Please visit methagora to view and post comments on this article.

Say you've developed a novel research method or tool. You will likely have a strong desire to give it a clever name while cherishing a hope that the method and name will become widely used—think “polymerase chain reaction.” But if the method is a new algorithm implemented in software, you may decide to forego naming the software to avoid shifting readers' focus away from the algorithm itself.

Some readers may be asking themselves how a new algorithm is different from a new piece of software. In fact, although the two can be intimately related, there is a distinct difference. A new algorithm is a defined set of instructions for solving a problem in a new way—literally a new method. Software, on the other hand, although it is often required to implement an algorithm in a way that biologists can use, may instead be only a repackaging of existing algorithms to create a new tool.

New algorithms are communicated to the wider community using natural language supplemented with a series of mathematical operations, pseudocode or computer language. This should be done in enough detail that users can incorporate the algorithm into software of their own design. Although a software implementation of the algorithm is often used to test the algorithm's performance before publication, this software isn't necessarily provided to readers. And if the software is provided, it is often not named.

There are a number of reasons why the author of a new algorithm may be reluctant to name the software implementation. For one thing, people often expect named software to be maintained and updated. This expectation may not seem unreasonable, but the reality is that after the graduate student or postdoc who wrote the software has left the lab, he or she will often be unable to continue supporting it by tracking down bugs or adding new requested functionality.
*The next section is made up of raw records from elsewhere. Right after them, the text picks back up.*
PR #450, opened 2024-08-21
📏 Fix spacing in themes

agoose77:
I noticed that there are a couple of spacing problems right now in our themes:

1. The `abstract` heading is padded:  
  image
2. The article title is too low in book theme, and the document outline too:
  image

I think the `abstract` heading should be `not-prose`, as we don't want to pad it. Do you agree @stevejpurves? 

As for `useThemeTop`, it looks like a mistake that it's used in the `main` body. So, I've removed it.

### DIFF
--- a/packages/site/src/components/Abstract.tsx
+++ b/packages/site/src/components/Abstract.tsx
@@ -16,7 +16,7 @@ export function Abstract({
   if (!content) return null;
   return (
     <div className={className}>
-      <h2 id={id} className="mb-3 text-base font-semibold group">
+      <h2 id={id} className="mb-3 text-base font-semibold group not-prose">
         {title}
         <HashLink id={id} title={`Link to ${title}`} hover className="ml-2" />
       </h2>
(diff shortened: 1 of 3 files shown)


stevejpurves:
some of this may collide with changes i've already made in #444, maybe re-assess this now that is in @agoose77?

stevejpurves:
on the abstract heading... that probably also applies to any FrontmatterPart not just Abstract and I think we might want to cut the padding but keep other styling. The article-theme is where I really saw the mismatch.

packages/site/src/components/Abstract.tsx
```diff
@@ -16,7 +16,7 @@ export function Abstract({
   if (!content) return null;
   return (
     <div className={className}>
-      <h2 id={id} className="mb-3 text-base font-semibold group">
+      <h2 id={id} className="mb-3 text-base font-semibold group not-prose">
```
rowanc1, line 19: Making this not-prose will change the font which is not ideal. Can we just add `mt-0`?

stevejpurves:
I think that we already have good alignment without this PR and could close @agoose77, I took care of alignment in with the toc/nav work

PR #451, opened 2024-08-21
0️⃣ Support `null` dates

agoose77:
Fixes rendering of "now" dates (`null`)

### DIFF
--- a/.changeset/tame-kangaroos-train.md
+++ b/.changeset/tame-kangaroos-train.md
@@ -1,0 +1,5 @@
+---
+'@myst-theme/frontmatter': patch
+---
+
+Handle null dates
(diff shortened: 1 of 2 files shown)


rowanc1:
What is the use case for this? Can we send through "today" instead? `null`-ish to me means _no_ date.

I can (maybe) see that a preprint/blog gets a `today` string, that is recognized by the CLI (not the theme) and then serialized to the frontend as the date it was built on. That is pretty dangerous though - it means all your blog posts are always written "today" whenever you rerender them (which is probably not what people want).

I don't know if I understand the use case where we want the frontend to show today's date whenever you refresh .. ?

agoose77:
We discuss this over at mystmd, but the high level is that implicit 'today' is a bad thing. I'm closing this pr.

PR #460, opened 2024-08-31
⏩ Extend renderers to allow for kind/subtypes

rowanc1:
This allows for multiple renderers to be attached to a single node, based on a match of the kind.

For example you can now add a specific renderer for a `link[kind=github]`. This allows for inheriting these renderers and then extending or overriding them independently.

### DIFF
--- a/packages/myst-to-react/src/MyST.tsx
+++ b/packages/myst-to-react/src/MyST.tsx
@@ -1,3 +1,5 @@
+import { matches } from 'unist-util-select';
+import type { NodeRenderersValidated } from '@myst-theme/providers';
 import { useNodeRenderers } from '@myst-theme/providers';
 import type { GenericNode } from 'myst-common';
 
@@ -10,17 +12,25 @@ function DefaultComponent({ node }: { node: GenericNode }) {
   );
 }
 
+export function selectRenderer(renderers: NodeRenderersValidated, node: GenericNode) {
+  const componentRenderers = renderers[node.type] ?? renderers['DefaultComponent'];
+  const SpecificComponent = Object.entries(componentRenderers).find(
+    ([selector]) => selector !== 'base' && matches(selector, node),
+  )?.[1];
+  return SpecificComponent ?? componentRenderers.base ?? DefaultComponent;
+}
+
 export function MyST({ ast }: { ast?: GenericNode | GenericNode[] }) {
   const renderers = useNodeRenderers();
   if (!ast || ast.length === 0) return null;
   if (!Array.isArray(ast)) {
-    const Component = renderers[ast.type] ?? renderers['DefaultComponent'] ?? DefaultComponent;
+    const Component = selectRenderer(renderers, ast);
     return <Component key={ast.key} node={ast} />;
   }
   return (
     <>
       {ast?.map((node) => {
-        const Component = renderers[node.type] ?? DefaultComponent;
+        const Component = selectRenderer(renderers, node);
         return <Component key={node.key} node={node} />;
       })}
     </>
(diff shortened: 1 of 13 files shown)


packages/myst-to-react/src/links/index.tsx
```diff
@@ -134,8 +137,20 @@ export const linkBlock: NodeRenderer<TransformedLink> = ({ node }) => {
...
+const LINK_RENDERERS: NodeRenderers = {
+  link: {
+    base: SimpleLink,
+    // Then duplicate the renderers for protocols
+    'link[protocol=github]': GithubLinkRenderer,
+    'link[protocol=wiki]': WikiLinkRenderer,
+    'link[protocol=rrid]': RRIDLinkRenderer,
+    'link[protocol=ror]': RORLinkRenderer,
+    // Put the kinds last as they will match first in the future
+    'link[kind=github]': GithubLinkRenderer,
```
rowanc1, line 149: Prepares for:

https://github.com/jupyter-book/mystmd/issues/1417

packages/myst-to-react/src/MyST.tsx
```diff
@@ -10,17 +12,25 @@ function DefaultComponent({ node }: { node: GenericNode }) {
   );
 }
 
+export function selectRenderer(renderers: NodeRenderersValidated, node: GenericNode) {
+  const componentRenderers = renderers[node.type] ?? renderers['DefaultComponent'];
+  const SpecificComponent = Object.entries(componentRenderers)
+    .reverse()
```
fwkoch, line 18: Why `reverse`?

packages/providers/src/renderers.tsx
```diff
@@ -0,0 +1,52 @@
...
+      throw new Error(
+        `Renderer for "${key}" must be either a function or an object containing a "base" renderer.`,
+      );
+    }
+  }
+
+  return validatedRenderers;
+}
+
+export function mergeRenderers(renderers: NodeRenderers[], validate: true): NodeRenderersValidated;
```
fwkoch, line 34: A few more docstrings - particularly for the functions in this file - would be helpful.

packages/myst-to-react/src/MyST.tsx
```diff
@@ -10,17 +12,25 @@ function DefaultComponent({ node }: { node: GenericNode }) {
   );
 }
 
+export function selectRenderer(renderers: NodeRenderersValidated, node: GenericNode) {
+  const componentRenderers = renderers[node.type] ?? renderers['DefaultComponent'];
+  const SpecificComponent = Object.entries(componentRenderers)
```
fwkoch, line 17:
```suggestion
  const specificComponent = Object.entries(componentRenderers)
```

packages/myst-to-react/src/links/index.tsx
```diff
@@ -134,8 +137,20 @@ export const linkBlock: NodeRenderer<TransformedLink> = ({ node }) => {
   );
 };
 
-const LINK_RENDERERS = {
-  link,
+const LINK_RENDERERS: NodeRenderers = {
+  link: {
```
fwkoch, line 141: I don't quite see why we need this nested structure as opposed to:
```ts
{
  link: SimpleLink,
  'link[protocol=github]': GithubLinkRenderer,
  'link[protocol=wiki]': WikiLinkRenderer,
  ...
}
```

I guess the nesting lets us first narrow down based on `type` so we are not doing `selector` checks against _all_ the `renderers`?

fwkoch: My next question is: would this work the same if we did something like:
```ts
{
  link: {
    base: SimpleLink,
    '[protocol=github]': GithubLinkRenderer,
    '[protocol=wiki]': WikiLinkRenderer,
    ...
  }
}
```

i.e. we don't need to repeat `"link"` since we are only dealing with `link` nodes at this point?

fwkoch (commented):
I think this makes sense. Now, instead of a simple `type: renderer` lookup, we have a more complex `type: { renderers }` structure where the basic renderer is under `base` and other renderers are under `selector` keys.

Keying off `selector` strings seems a little complicated (as opposed to, say, just `kind` or something) but it is quite flexible and powerful. Some of this logic is a little hard to parse without a bit more docstring-level documentation, though.

PR #477, opened 2024-09-24
 🤏 Improve theme for narrow screens

agoose77:
This PR sets some flex styling to avoid shrinkage causing issues at intermediate widths.
This PR does not address the need to perhaps tweak the menu breakpoints / move the theme button into the ellipsis menu.

Existing:
- Unnecessarily wide search bar
- Stretched theme icon
- Warped action button(s)

image

New: 
- Narrower search bar
- Non-growing/shrinking (square) theme icon
- Non-shrinking action button(s)

image

### DIFF
--- a/.changeset/tasty-books-applaud.md
+++ b/.changeset/tasty-books-applaud.md
@@ -1,0 +1,5 @@
+---
+'@myst-theme/site': patch
+---
+
+Fix small screens with search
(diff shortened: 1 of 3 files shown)


rowanc1:
Can you put screenshots in?!

stevejpurves:
@agoose77 is wide screen behaviour unchanged? even when there are a good list of nav items in the topbar?

agoose77:
@stevejpurves I've done some more testing on that, and I think it needs some work.

I think we need to start applying more conditional styling so that if users have nav items, we prefer compactness at intermediate sizes. Does anyone have any thoughts here? It's a bit of a feedback loop between nav and search at the moment.

agoose77:
I'm closing this for now -- we'll need to revisit.

PR #707, opened 2020-06-27
Minor Xcode project changes

zacwest:
- Lets Xcode run the latest migrator, disallows it to turn back on the New Build System.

And the principle investigator, regardless of desire, is unlikely to be familiar enough with the code to do so. Changes in operating systems and hardware make maintaining software even more complicated. An algorithm, on the other hand, requires no support provided that all the necessary details were presented in the paper.

Release of software under an open-source license is often presented as a solution to this problem because this allows users to fix bugs or add functionality—and release under such a license is strongly encouraged by the community. But with the occasional exception, open-source software is almost never examined in detail by users and is modified even more rarely. The problem is particularly acute when most of the users are biologists, not bioinformaticians.
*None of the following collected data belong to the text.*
Issue #329, opened 2019-05-05
In-app Notification Editor: category ID is forced uppercase


mgiako:
In-app Notification Editor: category identifier is forced uppercase while in the docs is specified that the category identifier MUST be lowercase.

TomBrien:
Closing this as it is fixed by #709 in that either upper or lower case is ok. Docs have been updated to reflect this

PR #709, opened 2020-06-28
Actionable Notifications: Per-Action URL, example YAML

### LINKED ISSUE #643: Support URLs in Actionable Notifications

Currently you can make a notification link to a URL, but you cannot do the same for the actionable notification buttons. Would be really useful if you could (and it does seem to be supported in the Android app). Here's an example of some forum threads asking about this, dating years back.

* [iOS Actionable Notification Call Phone Number](https://community.home-assistant.io/t/ios-actionable-notification-call-phone-number/24144) (2017)
* [Notification Actions on Local Device?](https://community.home-assistant.io/t/notification-actions-on-local-device/53613) (2018)
* [iOS Actionable Notifications, open URL?](https://community.home-assistant.io/t/ios-actionable-notifications-open-url/39481) (2018)
* [URL Notification Link](https://community.home-assistant.io/t/url-notification-link/32554/13) (2018)
* [Launching a URL using actionable notifications, is it possible?](https://community.home-assistant.io/t/launching-a-url-using-actionable-notifications-is-it-possible/78324) (2018, me haha) 
* [Make a call from actionable notification](https://community.home-assistant.io/t/make-a-call-from-actionable-notification/203476) (2020)

This feature would allow a lot more possibilities, some examples:

1. A button that calls someone (`tel://123-456-7890`)
2. A button that runs an iOS shortcut (`shortcuts://run-shortcut?name=Your Shortcut`). 
3. A button that opens a specific Lovelace view (such as `/lovelace/cameras/`).
4. Button(s) that [deep link to iOS settings](https://www.macstories.net/ios/a-comprehensive-guide-to-all-120-settings-urls-supported-by-ios-and-ipados-13-1/) (`prefs:root=SCREEN_TIME` to open Screen Time)

And a lot more...

Example use case via ashscott on forums:

example

**Additional context**

zacwest:
- Added `categoryName` to the contents of the event for activating a notification.
- Makes the acceptable case of categories both uppercase and lowercase. Refs #329.
- Copy/paste of an example service call for a category named TEST, which demonstrates per-action URLs:

```yaml
service: notify.mobile_app_#name_here
data:
  push:
    category: TEST
  action_data:
    # see example trigger in action
    # value will be in fired event

  # url can be absolute path like:
  # "http://example.com/url"
  # or relative like:
  # "/lovelace/dashboard"

  # pick one of the following styles:

  # always open when opening notification
  url: "/lovelace/dashboard"

  # open a different url per action
  # use "_" as key for no action chosen
  url:
  - "_": "http://example.com/fallback"
  - "THING": "http://example.com/url"
  - "OTHER": "http://example.com/url"
```

Fixes #643.

IMG_6666

### DIFF
--- a/HomeAssistant.xcodeproj/project.pbxproj
+++ b/HomeAssistant.xcodeproj/project.pbxproj
@@ -70,6 +70,7 @@
 		11B7FD742493225200E60ED9 /* BackgroundTask.swift in Sources */ = {isa = PBXBuildFile; fileRef = 11B7FD732493225200E60ED9 /* BackgroundTask.swift */; };
 		11B7FD752493225200E60ED9 /* BackgroundTask.swift in Sources */ = {isa = PBXBuildFile; fileRef = 11B7FD732493225200E60ED9 /* BackgroundTask.swift */; };
 		11B7FD772493232400E60ED9 /* BackgroundTask.test.swift in Sources */ = {isa = PBXBuildFile; fileRef = 11B7FD762493232400E60ED9 /* BackgroundTask.test.swift */; };
+		11C590ED24A832CA0066085D /* YamlSection.swift in Sources */ = {isa = PBXBuildFile; fileRef = 11C590EC24A832CA0066085D /* YamlSection.swift */; };
 		11C65CC0249838EB00D07FC7 /* StreamCameraResponse.swift in Sources */ = {isa = PBXBuildFile; fileRef = 11C65CBF249838EB00D07FC7 /* StreamCameraResponse.swift */; };
 		11C65CC1249838EB00D07FC7 /* StreamCameraResponse.swift in Sources */ = {isa = PBXBuildFile; fileRef = 11C65CBF249838EB00D07FC7 /* StreamCameraResponse.swift */; };
 		11CB98C6249DE15B00B05222 /* LastUpdateSensor.test.swift in Sources */ = {isa = PBXBuildFile; fileRef = 11CB98C5249DE15B00B05222 /* LastUpdateSensor.test.swift */; };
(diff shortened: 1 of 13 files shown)


vajonam:
@zacwest I just tried per-action URLs today, which isn't loading a URL, its only firing an intenral event, I am trying to use the per action url to call web hook (nabu casa) rather than hitting an internal HA url. any thoughts? should I open a bug?

zacwest:
@vajonam These URLs are for navigating the webview, not performing actions. Notification actions fire events by default; you don't need to provide URLs for executing things as a result. See the docs for [`ios.notification_action_fired`](https://companion.home-assistant.io/docs/notifications/actionable-notifications).

In your example linked above, you want to provide the `url` as a dictionary (e.g. `"url": {"action_name": "url", "action_name_two": "url2"}`) , not an array. 2020.7 out today updates the example in the app to correctly show this, if you were basing it on 2020.6's incorrect example.

vajonam:
@zacwest, thanks for the example updates, works now.

vajonam:
@zacwest  Looks like the notifications events are fired based on either the internal or external URL, what are you thoughts about adding a web-hook to to send this information to instead? that way we dont have to make my HA instance on the internet or to auto create a webhook for notification events..

vajonam:
Guess the reason I am asking this, when I am not on Wifi (HA is on not exposed externally) notifications aren't fired.

zacwest:
@vajonam The events that are fired (e.g. `ios.notification_action_fired`) are sent down via the webhook the app registers. If you are using Nabu Casa, this goes down the Cloudhook URL; if you are not, it uses the internal or external URL to reach the webhook address. Location updates behave similarly on the same webhook.

vajonam:
@zacwest, thanks for confirming this is the case. I am not seeing it use the webhook.

vajonam:
@zacwest also for completeness I am using only internal URL that `http://hass.foo.bar` which resolves internally, external URL is blank.

zacwest:
@vajonam Remote UI must be enabled for the app to use the Cloudhook URL, it mixes both of those together in a 'use cloud' preference which you cannot enable without it Remote UI.

vajonam:
@zacwest, thanks again for the reply. IMHO, this needs to be document at the very least, and I think an option for cloudhook only without remote UI is actually useful (as it was location updates) especially for actionable notifications. Probably can end the conversation here and continue it on the thread if, and if you think a FR along these lines will be entertained I will create one.

zacwest:
Yes, a feature request is the right avenue to discuss this.

PR #713, opened 2020-06-28
Fix crash on iPad trying to share example YAML

zacwest:


robbiet480:
Hate that popover shit. Gets me every time.

PR #738, opened 2020-07-04
Fix Crashlytics

robbiet480:
- Redid the Firebase config so that instead of dynamically figuring out what `GoogleService-Info-$CONFIG.plist` file to use, a build post process step copies the right file to `GoogleService-Info.plist`
- Two new debug options to trigger a crash and error that will be sent to Firebase
- Improved dSYM uploading
- Enabled `-FIRDebugEnabled` argument in Debug
- Re-enabled XCGLogger to send to Crashlytics. Logs will only be uploaded for a error or crash
- Set HA_Version on Crashlytics again


HomeAssistant/AppDelegate.swift
```diff
@@ -892,24 +892,9 @@ class AppDelegate: UIResponder, UIApplicationDelegate {
     }
 
     func setupFirebase() {
-        var fileName = "GoogleService-Info-Debug"
+        LogDestination = CrashlyticsLogDestination()
```
zacwest, line 886: could do…

```suggestion
        Current.Log.add(CrashlyticsLogDestination())
```

robbiet480: I don’t think that’ll work since `Log` is an initialized variable...

PR #751, opened 2020-07-05
CI: Skip pod install if already up-to-date

zacwest:


zacwest:
Not worth it without the Manifest.lock check, the spec repo isn't saved locally (of course) and caching many GBs of spec repo feels like a bad idea since it does a shallow fetch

Although a lack of continuing support for software is regrettable, such support requires far more work than is necessary for typical lab methods or tools. Bench methods can almost always be reproduced from a detailed step-by-step protocol (easily distributed by e-mail), and users frequently introduce their own tweaks anyway. Clones of new genetically encoded tools just need to be expanded and mailed out. If a serious problem with a non-software-based tool does manifest itself, biologists will just decide not to use the tool rather than demand that the author fix it.

But there is another reason why software implementations often remain unnamed, one that biologists may not fully appreciate. A large number of software tools containing existing algorithms are published every year, often as two-page reports in bioinformatics journals, and the computational biology community views these software tools with less interest than novel algorithms. Some computational biologists may not even read past the tool name to determine whether a useful new algorithm is contained in the tool.

Anecdotal reports suggest that computational biologists often feel that the easiest way to prevent an algorithm from being seen by their peers as just another tool—rather than an innovative new method—is to avoid providing a software implementation. Depending on the complexity of the algorithm and the application, the lack of software may or may not impede uptake by biologists. Alternatively, if software is provided, it may not be named.

Unfortunately, unless the new algorithm itself is named, supplying an unnamed software implementation of the algorithm can cause difficulties after the paper is published. Whereas the computational biology community is interested in novel algorithms, the larger biological research community wants user-friendly software that users can easily identify. A good name provides an easy and unique way of referring to the software and simplifies searching for papers describing work in which it was used. Although it is possible to use the author's name instead, this becomes problematic when other people need to repeatedly refer to different unnamed pieces of software, particularly if an author is associated with multiple pieces of software. Using one author's name may also be unfair if several people contributed to the software's development.

We believe the problems resulting from providing a named software implementation of a new algorithm, while real, do not outweigh the benefits to the larger biological community. If the main point of a paper is to describe a new algorithm and its use, authors should be careful to write the paper so to make it clear that the software tool is only an implementation of a novel algorithm. By doing so, authors can hope to avoid detracting from the interest of the work for other computational biologists while still providing an implementation that will be useful for the biologists who want to evaluate and use it.